Showing ${y=x^2}$ has dimension ${1}$ in ${\mathbb{A}^2(\mathbb{R})}$ from definition? I would like to show that the variety $X$ defined by $X=V(y-x^2)$ in $\mathbb{A}^2(\mathbb{R})$  has dimension $1$ using the definition that the dimension of a variety is the maximal length of chains of non-empty distinct proper sub-varieties. Of course it's easy to see the dimension is at least $1$ (as picking any single point on ${y=x^2}$ gives at least $1$ such sub-variety) but I'm not sure how to go about proving this is maximal. Any tip would be appreciated.
 A: Here is another possible solution. $V(y-x^2)$ is isomorphic to $\Bbb{A}^1_{\Bbb{R}}$ by the map $t\mapsto (t,t^2)$. Dimension is an isomorphism invariant, and so if you know that $\Bbb{A}^1_{\Bbb{R}}$ is dimension $1$, you are done.
With this being said, the solution using the Hauptidealsatz is more general.
A: So you agree that the affine plane $\mathbf{A}^2(\mathbf{R})$ has dimension $2$? Then Krulls Hauptidealsatz tells you that the considering the zero locus $X=V(x^2-y)\subset \mathbf{A}^2$ defined by the equation (= principal proper ideal) $(y-x^2) \subset \mathbf{R}[x,y]$ has exactly 1 dimension less, hence is of dimension 1.
More concretely, you are asking what is $$\text{dim}(\mathbf{R}[x,y]/(x^2-y))$$
So this ring has obviously dimension $\leq 2$. Now it is not zero dimensional, because you have a non trivial chain of primes $(x^2-y) \subseteq (x-a,y-a^2)$ for $a \in \mathbf{R}$ (these maximal ideals are the points on the parabola).
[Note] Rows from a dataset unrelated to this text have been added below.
Issue #1325, opened 2019-07-25
Application Detail Page: Create project from accepted submission


abigail-hampson:
- [x] From an accepted submission I can create a new project 
- [x] If a project exists I am unable to create another project for that submission 
- [x] Slack message is sent when a project is created 
- [x] QA is complete

abigail-hampson:
Looks good to me, can go onto test if QA is all complete

abigail-hampson:
Hello, 

This is now ready for testing against the acceptance criteria above, you can test this by going to an accepted submission and using the create a project button on the right. 
Let me know if you have any questions. 

Thanks,
Abigail

fourthletter:
Acceptance criteria were visible and functional during test. Thanks! 🔥

What does the last bit "QA is complete" mean?

todd-dembrey:
@fourthletter That is our internal QA checks before it gets to you (we've written tests, reviewed it, tested it on dev etc)

saoun:
Have an error on my end, but not sure what's going on. My workflow:
- I go to a submission
- Create a project
- Page is now updated with the project linked to that submission, on the right handside of the page
- I click on the project link, and I get an server error

The server error comes up for some, and not for others. Is that expected behavior at this point of testing?

fourthletter:
@saoun Torchbox proposed a fix to the issue you're referring to here #1327 and here #1403

saoun:
@abigail-hampson is this done? can we close?

saoun:
@abigail-hampson what's the status on this ?

todd-dembrey:
The work referenced by this ticket has been merged and deployed.

The issue you mentioned is likely the issue fixed in #1540 due to its inconsistent nature.

Please open a new bug report if this is still an issue.

PR #1353, opened 2019-07-29
Create Project from Submission

ghickman:
This adds the ability to create a Project from a submission which doesn't already have a Project attached.  When a Project is created Slack is notified.

Ref #1325


opentech/apply/projects/forms.py
```diff
@@ -0,0 +1,11 @@
+from django import forms
+
+
+class CreateProjectForm(forms.Form):
+    submission = forms.CharField(widget=forms.HiddenInput())
```
todd-dembrey: Should this be ModelChoice field so that we can skip all the checks in the view?
```
forms.ModelChoiceField(
    queryset=Submissions.objects.filter(project__isnull=True),
    widget=forms.HiddenInput(),
)
```

opentech/apply/funds/views.py
```diff
@@ -345,6 +347,35 @@ def form_valid(self, form):
...
+
+        messenger(
+            MESSAGES.CREATED_PROJECT,
+            request=self.request,
+            user=self.request.user,
+            submission=submission,
+            project=project,
+        )
+
+        return redirect('apply:submissions:detail', submission.id)
```
todd-dembrey: The following would work as well i think. 
```
return redirect(self.get_success_url())
```

opentech/apply/funds/views.py
```diff
@@ -345,6 +347,35 @@ def form_valid(self, form):
...
+    model = Project
+
+    def form_valid(self, form):
+        submission_id = form.cleaned_data['submission']
+        try:
+            submission = ApplicationSubmission.objects.get(pk=submission_id)
+        except ApplicationSubmission.DoesNotExist:
+            return self.form_invalid(form)
+
+        project, created = Project.create_from_submission(submission)
```
todd-dembrey: Should this be moved onto the form save method? then we do not need to customise this view as much.

opentech/apply/funds/views.py
```diff
@@ -345,6 +347,35 @@ def form_valid(self, form):
...
+class CreateProjectView(DelegatedViewMixin, CreateView):
+    context_name = 'project_form'
+    form_class = CreateProjectForm
+    model = Project
+
+    def form_valid(self, form):
+        submission_id = form.cleaned_data['submission']
+        try:
+            submission = ApplicationSubmission.objects.get(pk=submission_id)
+        except ApplicationSubmission.DoesNotExist:
```
todd-dembrey: See comment on `projects/forms.py` I think we can rely on the form  to validate without throwing invaid ourselves

opentech/apply/funds/views.py
ghickman: Fixed in 75b0a597

opentech/apply/projects/forms.py
ghickman: Fixed in 379d6b5d

opentech/apply/funds/views.py
ghickman: Fixed in 6c7dd74b

opentech/apply/funds/views.py
ghickman: Fixed in 379d6b5d

Issue #1327, opened 2019-07-25
Project detail view: Create project page 


abigail-hampson:
- [x] On the application submission there is a link to this page within a new 'project' side bar block at the top of the list 
- [x] Side bar block is only visible when there is a project associated with the submission 
- [x] Create skeleton page with key information (information copied from application submission, dummy page layout content) 
- [x] On successful creation I am redirected to the new project page
- [x] QA complete

abigail-hampson:
Looks good to me

abigail-hampson:
Hello, 

This is now ready to be tested against the acceptance criteria above. If you view a submission page with a project page you should be able to view the links in the side bar, and the skeleton project page is created. 

Thanks, 
Abigail

fourthletter:
The last two acceptance criteria failed during test: 1) Create skeleton page with key information and 2) On successful creation I am redirected to the new project page

1) Create skeleton page with key information
Test worked for this test submission: https://test-apply.opentech.fund/apply/submissions/5/
Test failed for these 2 test submission: https://test-apply.opentech.fund/apply/submissions/26/ AND https://test-apply.opentech.fund/apply/projects/5/

2) On successful creation I am redirected to the new project page
After creating a new project, I was not redirected to the new project page for any of the new projects I created. 

Thanks,
Di

todd-dembrey:
@fourthletter Thanks DI. Turns out there was an issue with projects of labs. I've made a fix here: #1403 and will redeploy soon

abigail-hampson:
Looks good, works with labs for me

fourthletter:
It brings me no joy to inform you that two (2) projects are created after a proposal has been 'accepted.'

Example1 from IFF: https://test-apply.opentech.fund/apply/submissions/79/
Example2 from Lab: https://test-apply.opentech.fund/apply/submissions/84/

Image: 
<img width="366" alt="Screen Shot 2019-09-04 at 6 56 53 AM" src="https://user-images.githubusercontent.com/20019656/64249416-90929600-cee1-11e9-9bbe-9d0302260e5c.png">

saoun:
@todd-dembrey is this done? can we close?

saoun:
@abigail-hampson updates? can we close?

peteandrew:
I've looked in to this and I wasn't able to replicate the reported bug. In a local environment, when a submission is accepted, only one project is created. In the test environment I couldn't find any submissions with multiple projects. I think this is ready to be closed.

PR #1354, opened 2019-07-29
Add Project Page Skeleton

ghickman:
This adds the Project page skeleton, redirects to this page when a Project is created from a submission, and adds the Project block to Submission detail pages.

Ref #1327


opentech/apply/funds/views.py
```diff
@@ -373,7 +373,7 @@ def form_valid(self, form):
             project=project,
         )
 
-        return redirect('apply:submissions:detail', submission.id)
+        return redirect('apply:projects:detail', project.id)
```
todd-dembrey: Could update the `get_success_url` method, but not too fussed. Depends on the outcome of any changes to #1353

opentech/apply/projects/views.py
```diff
@@ -0,0 +1,7 @@
+from django.views.generic import DetailView
+
+from .models import Project
+
+
+class ProjectDetailView(DetailView):
```
todd-dembrey: We'll need to `login_required` this view at some point. Can you make this:
`@method_decorator(staff_required, name='dispatch')`
and we'll handle the user stuff at a later date?

opentech/apply/funds/views.py
ghickman: Fixed in 6c7dd74b, which adds `Project.get_absolute_url()` so that now redirects to the Project detail page.

opentech/apply/projects/views.py
ghickman: Fixed in 9ee19678

Issue #1326, opened 2019-07-25
Application Detail Page: Copy relevant submission fields from accepted submission


abigail-hampson:
- [x] On creation of project the following fields are copied from the submission:
Title 
Email  
Address 
Value 
Full Name 
- [x] QA complete

abigail-hampson:
Looks good

abigail-hampson:
Hello, 

This is now ready for testing against the acceptance criteria, if you have created a project the above fields should be automatically populated if they were present on the submission.

Thanks, 
Abigail

fourthletter:
Acceptance criteria were visible and functional during test. Thanks!🔥

PR #1358, opened 2019-07-30
Copy Submission fields on Project Creation

ghickman:
This adds the relevant fields from a Submission when creating a Project.

Ref #1326


opentech/apply/projects/models.py
```diff
@@ -26,6 +31,10 @@ def create_from_submission(cls, submission):
         project = Project.objects.create(
             submission=submission,
             name=submission.title,
+            contact_email=submission.user.email,
+            contact_legal_name=submission.user.full_name,
+            contact_address=submission.form_data.get('address', ''),
+            value=submission.form_data.get('value', ''),
```
todd-dembrey: so... there is some magic here: https://github.com/OpenTechFund/opentech.fund/blob/767de79cc46550939055576e7c554054e1d3eabc/opentech/apply/funds/models/submissions.py#L336-L358
Meaning we can do `submission.address` and `submission.value`. 

It is essentially doing what you are doing, but hiding the underlying implementation
https://github.com/OpenTechFund/opentech.fund/blob/767de79cc46550939055576e7c554054e1d3eabc/opentech/apply/funds/models/submissions.py#L719-L720

opentech/apply/projects/models.py
```diff
@@ -6,6 +6,11 @@ class Project(models.Model):
 
     name = models.TextField()
 
+    contact_legal_name = models.TextField(default='')
+    contact_email = models.TextField(default='')
+    contact_address = models.TextField(default='')
```
todd-dembrey: Address field doesn't have a database representation, only the form field. I think this will be fine.
https://github.com/OpenTechFund/opentech.fund/blob/master/addressfield/fields.py

opentech/apply/projects/models.py
```diff
@@ -6,6 +6,11 @@ class Project(models.Model):
...
+    value = models.TextField(default='')
```
todd-dembrey: Value is an integer in the submission stage, but we'll probably want to change that. We should go decimal here because money.

opentech/apply/projects/models.py
ghickman: When those fields aren't in the `form_data` column we get a `KeyError`, so rather than wrap them in try/excepts I accessed the field directly.  Is there a better way to handle that error path?

opentech/apply/projects/models.py
ghickman: That's a Form Field which outputs JSON, should I switch to a JSON column instead?

opentech/apply/projects/models.py
ghickman: Fixed and rebased to avoid extra migrations.

opentech/apply/projects/models.py
todd-dembrey: They are required on the submission so you can to rely on them here if you want to. I would rather it failed a bit nosily than silently in the previous use case, but It doesn't make much difference in this instance I don't think. (it would have already complained trying to progress the application)

I just wanted to highlight the implementation for you incase you missed it.

opentech/apply/projects/models.py
todd-dembrey: JSON does serialise to and from textfield iirc, so ok for our use case?

I don't think we need the power of a JSON column but it wouldn't harm apart from portability (which we've not really focused on).

opentech/apply/projects/templates/application_projects/project_detail.html
```diff
@@ -0,0 +1,154 @@
...
+                    </div>
+
+                    <div>
+                        <h5>Project Proposed end date</h5>
+                        <p>25 January 2020</p>
+                    </div>
+
+                    <div>
+                        <h5>Legal name</h5>
+                        <p>The Company</p>
```
todd-dembrey: Can you hook this up to the model please.

opentech/apply/projects/models.py
ghickman: Ah, I misunderstood your initial comment. I'll leave it as a textfield then!

opentech/apply/projects/templates/application_projects/project_detail.html
ghickman: Fixed in b6a88dfb

Issue #1343, opened 2019-07-25
Application Detail Page: Create project when accepted determination sent


abigail-hampson:
- [ ] When an accepted determination is sent a project is created 
- [x] QA is complete

ghickman:
Should we redirect to the Project detail page as part of this?

abigail-hampson:
Looks good to me!

abigail-hampson:
Is this on test?

abigail-hampson:
Hello, this is ready to be tested on dev against the acceptance criteria. This can be tested by setting an accepted determination and the project page being created from this

fourthletter:
Acceptance criteria were visible and functional during test. Test was smooth as silk. Thanks!

PR #1360, opened 2019-07-31
Create Project on Accepted Determination

ghickman:
This creates a Project when an accepted Determination is applied to a submission.

I took the opportunity to refactor the `.form_valid()` method to add a fast failure condition to make it clearer that draft submissions are ignored.

Ref #1343

### DIFF
--- a/opentech/apply/determinations/tests/test_views.py
+++ b/opentech/apply/determinations/tests/test_views.py
@@ -126,6 +126,143 @@ class DeterminationFormTestCase(BaseViewTestCase):
         self.assertEqual(submission_original.status, 'invited_to_proposal')
         self.assertEqual(submission_next.status, 'draft_proposal')
 
+    def test_first_stage_accepted_determination_does_not_create_project(self):
+        submission = ApplicationSubmissionFactory(
+            status='concept_review_discussion',
+            workflow_stages=2,
+            lead=self.user,
+        )
+
+        self.post_page(submission, {
+            'data': 'value',
+            'outcome': ACCEPTED,
+            'message': 'You are invited to submit a proposal',
+        }, 'form')
+
+        # Cant use refresh from DB with FSM
+        submission_original = self.refresh(submission)
+        submission_next = submission_original.next
+
+        self.assertIsNotNone(submission_next)
+
+        # Confirm a Project was not created for either submission since it's
+        # not in the final stage of its workflow.
+        self.assertFalse(hasattr(submission_original, 'project'))
+        self.assertFalse(hasattr(submission_next, 'project'))
+
+    def test_first_stage_rejected_determination_does_not_create_project(self):
+        submission = ApplicationSubmissionFactory(
+            status='concept_review_discussion',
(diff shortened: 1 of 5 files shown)


opentech/apply/determinations/views.py
```diff
@@ -240,27 +241,37 @@ def get_success_url(self):
...
 
-            self.submission.perform_transition(transition, self.request.user, request=self.request, notify=False)
+        self.submission.perform_transition(
+            transition,
+            self.request.user,
+            request=self.request,
+            notify=False,
+        )
+
+        if self.object.outcome == ACCEPTED:
```
todd-dembrey: I've realised I missed an acceptance criteria. This should only happen when Accepted and there isnt another stage in the application workflow.

I don't know if we have a method to check that yet, you might want to do some digging. But pseudo code:
```python
 submission.workflow.stages.index(submission.stage) == len(submission.workflow.stages)
```
/musing
Maybe something to add to the workflow class

ghickman: Fixed in 8baa461f

ghickman:
@todd-dembrey – added some tests to check determinations create a Project under the correct criteria and added the check you requested.

opentech/apply/determinations/tests/test_views.py
```diff
@@ -126,6 +126,44 @@ def test_can_progress_stage_via_determination(self):
...
+
+        # Cant use refresh from DB with FSM
+        submission_original = self.refresh(submission)
+        submission_next = submission_original.next
+
+        self.assertTrue(hasattr(submission_next, 'project'))
+
+    def test_non_accepted_determination_does_not_create_project(self):
+        submission = ApplicationSubmissionFactory(
+            status='concept_review_discussion',
```
todd-dembrey: this should be `proposal_review_discussion` the `concept_review_discussion` would fall foul of the `is_final_stage` check, which i cant see being tested anywhere?

ghickman: What's the difference between these two statuses?

todd-dembrey: stage 1: `concept_review_discussion` -> `is_final_stage` = False
stage 2: `proposal_review_discussion`-> `is_final_stage` = True

opentech/apply/determinations/views.py
```diff
@@ -260,7 +258,23 @@ def form_valid(self, form):
...
 
-            self.submission.perform_transition(transition, self.request.user, request=self.request, notify=False)
+            self.submission.perform_transition(
+                transition,
+                self.request.user,
+                request=self.request,
+                notify=False,
+            )
+
+            if self.object.outcome == ACCEPTED and self.submission.in_final_stage:
```
todd-dembrey: We should check if its in the final stage before peforming the transition.

opentech/apply/determinations/tests/test_views.py
ghickman: Fixed and rebased.

Issue #1328, opened 2019-07-25
Project Detail View: Assign Lead 


abigail-hampson:
**NB: updated Program Manager to Lead**

- [x] Lead can be assigned 
- [x] Lead is limited to OTF staff
- [x] Reusing the modal component 
- [x] Slack message is sent to OTF staff member to tell them they have been assigned to the project 
- [x] Projects can be reassigned 
- [x] Lead can't be unassigned 
- [x] Can only have one Lead at a time 
- [x] Lead is listed below the title in the same style as an application submission lead 
- [x] QA is complete

ghickman:
Should a Lead be assigned when we create a Project?

abigail-hampson:
I think it shouldn't have to be, it can be or it can be added later. Todd do you agree?

abigail-hampson:
Still says program manager on the main project page other than that looks good

abigail-hampson:
This is still showing Program Manager for me - https://dev-apply.opentech.fund/apply/projects/2/

abigail-hampson:
Looks good, ready to go to test

abigail-hampson:
This can now be tested against the acceptance criteria above, this can be tested by assigning the project lead on a project page

frjo:
@abigail-hampson When I Try to set lead I get an 500 error.

fourthletter:
All acceptance criteria were visible and functional during test. The test was as smooth as nutella. Thanks!

frjo:
@fourthletter You did not the an error when assigning a lead?

fourthletter:
@todd-dembrey @frjo 

I found the application that receives errors: https://test-apply.opentech.fund/apply/projects/4/
[ ] Go to submission
[ ] Click on 'Lead'
[ ] See error (image below)

![image](https://user-images.githubusercontent.com/20019656/64734330-6aa65c00-d4b4-11e9-853b-22acda82bfcb.png)

danblah:
Tested, works but I'm not sure about the "Lead can't be unassigned" test. 🤷‍♂
Otherwise, all good.

PR #1362, opened 2019-08-01
Assign Project Lead

ghickman:
This adds a `lead` field to the Project model and lets an admin change the Lead via a modal on the detail view.

Ref #1328


opentech/apply/activity/messaging.py
```diff
@@ -368,6 +369,7 @@ class SlackAdapter(AdapterBase):
         MESSAGES.DELETE_SUBMISSION: '{user} has deleted {submission.title}',
         MESSAGES.DELETE_REVIEW: '{user} has deleted {review.author} review for <{link}|{submission.title}>.',
         MESSAGES.CREATED_PROJECT: '{user} has created a Project: <{link}|{project.name}>.',
+        MESSAGES.UPDATE_PROJECT_LEAD: 'The lead of <{link}|{project.name}> has been updated from {old_lead} to {project.lead} by {user}',
```
todd-dembrey: Probably worth differentiating being submission and project in the notifications text for clarity.

`The lead of project <{link}|{project.name}>`?

opentech/apply/projects/views.py
```diff
@@ -1,11 +1,66 @@
...
+class ReviewerProjectDetailView(DetailView):
+    model = Project
+
+
+class ProjectDetailView(ViewDispatcher):
+    admin_view = AdminProjectDetailView
+    applicant_view = ApplicantProjectDetailView
+    community_view = CommunityProjectDetailView
+    partner_view = PartnerProjectDetailView
+    reviewer_view = ReviewerProjectDetailView
```
todd-dembrey: I dont think these make sense as users that should be accessing the page.

At the moment it is just the admin view and applicant. Lets keep it that way for now.
```
    community_view = CommunityProjectDetailView
    partner_view = PartnerProjectDetailView
    reviewer_view = ReviewerProjectDetailView
```

opentech/apply/projects/templates/application_projects/project_admin_detail.html
```diff
@@ -0,0 +1,60 @@
+{% extends "application_projects/project_detail.html" %}
```
todd-dembrey: I just noticed the name, `application_projects` not sure that the `application` part is truly necessary.

opentech/apply/projects/forms.py
```diff
@@ -20,3 +22,20 @@ def __init__(self, instance=None, user=None, *args, **kwargs):
...
+        model = Project
+
+    def __init__(self, user=None, *args, **kwargs):
+        super().__init__(*args, **kwargs)
+
+        lead_field = self.fields['lead']
+        lead_field.label = f'Update lead from {self.instance.lead} to'
+
+        qwargs = Q(groups__name=STAFF_GROUP_NAME) | Q(is_superuser=True)
+        lead_field.queryset = (lead_field.queryset.exclude(pk=self.instance.lead_id)
```
todd-dembrey: The underlying DB field is Nullable - do you need to tweak the settings on the form field to prevent empty response or am i over thinking it?

opentech/apply/projects/templates/application_projects/project_admin_detail.html
ghickman: The CBVs use this app name when they build their `template_name` value.  We could override it but I'm not sure what it would gain us?

opentech/apply/activity/messaging.py
ghickman: Fixed and rebased.

opentech/apply/projects/views.py

opentech/apply/projects/forms.py
ghickman: `lead_field.queryset` is a QS of User so this should be fine.  If `self.instance.lead_id` is `None` then we're just excluding User's with `pk=None`.

PR #2428, opened 2021-06-14
Make messages strings translateble.

frjo:


hypha/apply/activity/templates/messages/email/base.html
```diff
@@ -1,9 +1,10 @@
 {% block salutation %}Dear {{ user }},{% endblock %}
```
sandeepsajan0: I think we should add a `trans` tag for "Dear" as well?

frjo: Thanks, fix it now.

sandeepsajan0:
Looks good to me.

sandeepsajan0:
Just an idea/suggestion(it might not be related to this PR): 
1. What if we can pass the language code in urls?
It can help us to solve the "internal user's language issue" 
 >the ability for the “internal user” to choose what language Hypha is displayed in 

Because I think different users in the same org may want to use different languages.

2. I think it will be better to use Babel with `.pot` file to translate in other languages. Like it is [explained here](https://github.com/alexa/skill-sample-python-howto/blob/master/instructions/localization.md)?

frjo:
Django has built in support with "makemessages" (extract all translation in to a po-file) and "compilemessages" (compile all translations in to binary mo-file) commands. Maybe Django uses babel to do this?

Planing to add Djangos "LocaleMiddleware" as well so Django can pick the language the browser wants.

PR #2429, opened 2021-06-15
Fix Multiple Address field error

### LINKED ISSUE #2426: AddressField doesn't work properly when there are two of them on a single form page
Required for https://github.com/HyphaApp/hypha/issues/2379. 

In the [attached design](https://www.figma.com/file/6HzFAw7k9zXwuujvyf5uVO/OTF-System?node-id=192%3A2972) on the last step we need two AddressField. One for `Branch address`, and other for `Intermediary Bank Branch Address`.

I believe we have not used the [AddressField](https://github.com/HyphaApp/hypha/blob/6c10b4add7b074b854e8a08e92f1b80a6f4ddf1e/addressfield/fields.py#L33) twice on a single form before. So this issue has not come up yet.

I was talking to @vimal1083 and looks like this is happening because of some issue with [address_form.js](https://github.com/HyphaApp/hypha/blob/main/addressfield/static/address_form.js) file that we use in the [AddressWidget](https://github.com/HyphaApp/hypha/blob/6c10b4add7b074b854e8a08e92f1b80a6f4ddf1e/addressfield/widgets.py#L88).

To reproduce this we can just add AddressField twice on any of the existing forms or on a new form:

```python
first_address_field = AddressField()
second_address_field = AddressField()
```

When there is one we get these sub-fields:
Screenshot 2021-06-11 at 3 39 04 PM

Which is what we need as well when there are two of them. But adding the second one produces lot unnecessary/repetitive fields on both.

cc: @frjo

vimal1083:
Fixes #2426

### DIFF
--- a/addressfield/static/address_form.js
+++ b/addressfield/static/address_form.js
@@ -74,17 +74,19 @@
     };
 
     $(document).ready(function formReady() {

It also doesn't have dimension 2 because you loose a dimension by Krulls Hauptidealsatz.
So by imposing this relation on $x,y$ you lose one dimension. You get the parabola X, a curve in the plane!
A: Edit: OK so I think my idea works now. In fact you can show that any proper algebraic subset of ${V(y - f(x))}$, where ${f(x)}$ is some polynomial in ${k[x]}$, is either empty or finite. From this it follows that the dimension of any hypersurface of the form ${y = f(x)}$ where ${f \in k[x]}$ is $1$.
Suppose ${V_* \subseteq V(y - f(x))}$ is a non-empty algebraic subset (since ${\emptyset}$ is of course always an algebraic subset). Write ${V_* = V(S)}$ for some set of polynomials ${S \subset k[x,y]}$. Suppose ${F\in S}$ is some polynomial in $S$. Then we know that every point in ${V_*}$ is of the form ${(a,f(a))}$ for some $a$, and ${F(a,f(a)) = 0}$. Note that ${F(x,f(x))}$ is actually a polynomial now in one variable. Thus if ${F(x,f(x))}$ has degree ${n > 0}$, then ${V_*}$ can thus contain at most $n$ points. Otherwise, if ${F(x,f(x))}$ is identically $0$ for every ${F \in S}$, then it must be the case that ${V(y-f(x)) \subseteq V_*}$. And so ${V_* = V(y-f(x))}$. And we are done.